What you will do —
Throughout the material below, how many lines include the string "Claude"? Reply with only the number.
'''
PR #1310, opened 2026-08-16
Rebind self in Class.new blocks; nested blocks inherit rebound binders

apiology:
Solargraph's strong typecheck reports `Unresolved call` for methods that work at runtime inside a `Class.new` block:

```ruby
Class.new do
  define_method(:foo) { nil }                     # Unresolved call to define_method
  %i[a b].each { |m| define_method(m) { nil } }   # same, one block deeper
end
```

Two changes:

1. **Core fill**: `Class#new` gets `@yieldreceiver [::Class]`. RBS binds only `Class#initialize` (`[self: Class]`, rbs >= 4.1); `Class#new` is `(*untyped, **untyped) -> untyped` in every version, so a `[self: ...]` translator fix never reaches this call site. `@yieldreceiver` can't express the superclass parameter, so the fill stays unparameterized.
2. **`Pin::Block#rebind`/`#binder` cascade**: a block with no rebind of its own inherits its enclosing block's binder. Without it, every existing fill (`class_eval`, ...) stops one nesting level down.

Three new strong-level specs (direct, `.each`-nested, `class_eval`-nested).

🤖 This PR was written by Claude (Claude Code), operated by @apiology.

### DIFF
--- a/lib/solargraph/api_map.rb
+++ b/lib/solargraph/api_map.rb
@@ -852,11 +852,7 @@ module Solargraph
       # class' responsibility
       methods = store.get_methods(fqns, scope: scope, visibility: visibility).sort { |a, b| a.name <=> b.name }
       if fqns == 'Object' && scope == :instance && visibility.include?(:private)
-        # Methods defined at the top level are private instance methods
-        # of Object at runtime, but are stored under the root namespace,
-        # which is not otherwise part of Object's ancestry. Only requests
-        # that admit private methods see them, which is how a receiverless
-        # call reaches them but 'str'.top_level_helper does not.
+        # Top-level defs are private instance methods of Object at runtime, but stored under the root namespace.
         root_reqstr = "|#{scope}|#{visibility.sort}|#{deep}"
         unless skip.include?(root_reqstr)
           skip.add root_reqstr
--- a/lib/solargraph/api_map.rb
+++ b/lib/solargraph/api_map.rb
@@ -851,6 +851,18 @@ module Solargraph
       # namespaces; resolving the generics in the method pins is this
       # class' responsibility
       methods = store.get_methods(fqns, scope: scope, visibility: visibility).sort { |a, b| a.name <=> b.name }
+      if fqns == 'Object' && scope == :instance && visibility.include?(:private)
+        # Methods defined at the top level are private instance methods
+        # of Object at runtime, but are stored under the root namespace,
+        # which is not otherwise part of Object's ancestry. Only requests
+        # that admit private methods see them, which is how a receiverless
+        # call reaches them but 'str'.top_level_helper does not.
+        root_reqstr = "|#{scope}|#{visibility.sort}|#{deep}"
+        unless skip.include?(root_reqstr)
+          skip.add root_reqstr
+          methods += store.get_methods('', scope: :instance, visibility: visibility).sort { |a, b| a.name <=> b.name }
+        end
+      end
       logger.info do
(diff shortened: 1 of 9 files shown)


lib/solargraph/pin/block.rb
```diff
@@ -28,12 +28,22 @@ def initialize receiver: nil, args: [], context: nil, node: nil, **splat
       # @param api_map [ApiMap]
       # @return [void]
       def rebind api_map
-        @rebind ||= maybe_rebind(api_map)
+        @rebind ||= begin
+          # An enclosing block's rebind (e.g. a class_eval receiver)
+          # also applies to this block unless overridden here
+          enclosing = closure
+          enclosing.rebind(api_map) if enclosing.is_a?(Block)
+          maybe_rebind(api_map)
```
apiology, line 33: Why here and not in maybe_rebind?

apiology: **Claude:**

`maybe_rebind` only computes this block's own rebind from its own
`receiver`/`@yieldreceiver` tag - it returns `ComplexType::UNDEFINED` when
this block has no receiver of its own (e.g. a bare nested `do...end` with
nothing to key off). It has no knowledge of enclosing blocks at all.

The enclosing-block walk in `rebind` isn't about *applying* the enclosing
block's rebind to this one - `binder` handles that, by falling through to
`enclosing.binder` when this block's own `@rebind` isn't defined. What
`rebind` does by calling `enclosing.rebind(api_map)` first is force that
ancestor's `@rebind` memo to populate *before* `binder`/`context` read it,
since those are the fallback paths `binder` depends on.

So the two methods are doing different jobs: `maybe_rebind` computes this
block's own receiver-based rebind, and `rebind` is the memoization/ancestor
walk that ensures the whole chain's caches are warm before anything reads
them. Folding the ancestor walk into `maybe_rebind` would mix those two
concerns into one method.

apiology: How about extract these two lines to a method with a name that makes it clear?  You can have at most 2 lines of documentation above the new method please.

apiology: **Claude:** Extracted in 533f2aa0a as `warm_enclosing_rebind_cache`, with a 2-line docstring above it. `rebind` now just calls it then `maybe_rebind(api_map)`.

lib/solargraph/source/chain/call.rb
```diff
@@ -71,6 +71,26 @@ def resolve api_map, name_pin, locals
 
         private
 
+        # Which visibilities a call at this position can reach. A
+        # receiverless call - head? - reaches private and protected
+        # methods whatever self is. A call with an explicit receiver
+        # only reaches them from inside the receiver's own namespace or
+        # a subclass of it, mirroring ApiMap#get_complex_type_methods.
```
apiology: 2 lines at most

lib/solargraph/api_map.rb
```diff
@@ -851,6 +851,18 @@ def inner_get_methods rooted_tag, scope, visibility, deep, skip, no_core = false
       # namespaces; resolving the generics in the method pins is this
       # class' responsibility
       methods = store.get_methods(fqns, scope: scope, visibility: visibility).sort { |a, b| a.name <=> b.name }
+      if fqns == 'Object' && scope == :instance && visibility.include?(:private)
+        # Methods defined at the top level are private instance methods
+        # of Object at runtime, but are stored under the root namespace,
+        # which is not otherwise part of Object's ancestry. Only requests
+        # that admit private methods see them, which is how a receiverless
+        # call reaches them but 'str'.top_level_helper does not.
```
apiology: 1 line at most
'''
Written answer —
3